I'm having some problems with distributed MLT. On 4.4, it seems
completely broken. Searches that work on 4.2.1 return an exception on
4.4.0. This stackoverflow post shows the
EarlyTerminatingCollectorException I'm getting:
http://stackoverflow.com/questions/17866313/earlyterminatingcollectorexception-in-mlt-component-of-solr-4-4
In the example query URL below, the tag_id field is my uniqueKey and
XXXXX is a valid document id. The ncmain core has the shards parameter
in its handler definition. The catchall field is indexed, not stored,
and has termvectors. It is a copyField destination for several other
fields, one of which is completely ignored:
/solr/ncmain/select?q=tag_id:XXXXX&mlt=true&mlt.fl=catchall&mlt.count=100&q.op=OR
I'm also having some other problems with distributed MLT on 4.2.1:
If the termvectors for the source document contain a parenthesis or
other special parser character, that gets put into the distributed
queries as-is, which breaks the query parser. That exception results in
the parent query returning a NullPointerException.
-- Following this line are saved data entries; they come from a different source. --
PR #7842, opened 2025-04-25
expr: Escape anchor characters within pattern

### LINKED ISSUE #7663: expr: fails to match string to regular expression with ^

Steps to reproduce:
```
expr "a^b" : "a^b"
```

What happens now: uutils `expr` outputs `0` and terminates with exit status 1.

What I expected to happen: GNU `expr` outputs `3` and terminates with exit status 0.

Notes: this is causing a failure in GNU test file `tests/expr/expr.pl` (in test case `bre10`).

frendsick:
Escape the regexp start of string anchor characters '^' within pattern definitions. Only keep the start anchor as is if it is at the beginning of the user input pattern.

### Changes

- Extracts a core pattern by removing a single leading ^
- Escapes any '^' characters inside the pattern body
- Ensures an asterisk (*) at the beginning of the pattern is escaped to avoid unintended regex behavior
- Always prepend a start anchor ^ to the core pattern

### Testing

- Test that the start anchor (^) is not escaped if it is at the start of the input pattern
- Test that start (^) anchors are escaped within the core pattern

fixes #7663

### DIFF
--- a/tests/by-util/test_expr.rs
+++ b/tests/by-util/test_expr.rs
@@ -306,10 +306,7 @@ fn test_regex() {
         .args(&["-5", ":", "-\\{0,1\\}[0-9]*$"])
         .succeeds()
         .stdout_only("2\n");
-    new_ucmd!()
-        .args(&["", ":", ""])
-        .fails()
-        .stdout_only("0\n");
+    new_ucmd!().args(&["", ":", ""]).fails().stdout_only("0\n");
     new_ucmd!()
         .args(&["abc", ":", ""])
         .fails()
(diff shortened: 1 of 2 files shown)


tests/by-util/test_expr.rs
```diff
@@ -274,11 +274,6 @@ fn test_length_mb() {
 
 #[test]
 fn test_regex() {
```
sylvestre, line 276: why did you remove it ? 
i prefer tests in tests/by-util/test_expr.rs then in syntax_tree.rs
thanks

sylvestre:
and it passes:
` 2025-04-26T10:40:45.1514002Z bre10... `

A successful distributed MLT query takes a really long time. With a
source document that's very small, it takes longer than my load
balancer's 30 second timeout. An immediate browser refresh got the
result back in only a few seconds. One test that I did with a larger
document took over five minutes to complete, and only worked when I
bypassed the load balancer.
If q.op=AND, which applies to my setup, distributed MLT appears to
simply not work at all. It took a really long time for me to figure
this one out. This happens because the q.op parameter is also sent with
the distributed queries (along with an exclusion for the original
document), so nothing matches. I can work around this problem by using
q.op=OR with the standard parser or switching to the edismax parser.
I intend to file bugs on these problems, unless someone thinks I'm
having these problems due to something I've misconfigured. I know I've
not included logs or config info, so if there's anything you'd like to
see, let me know.
Thanks,
Shawn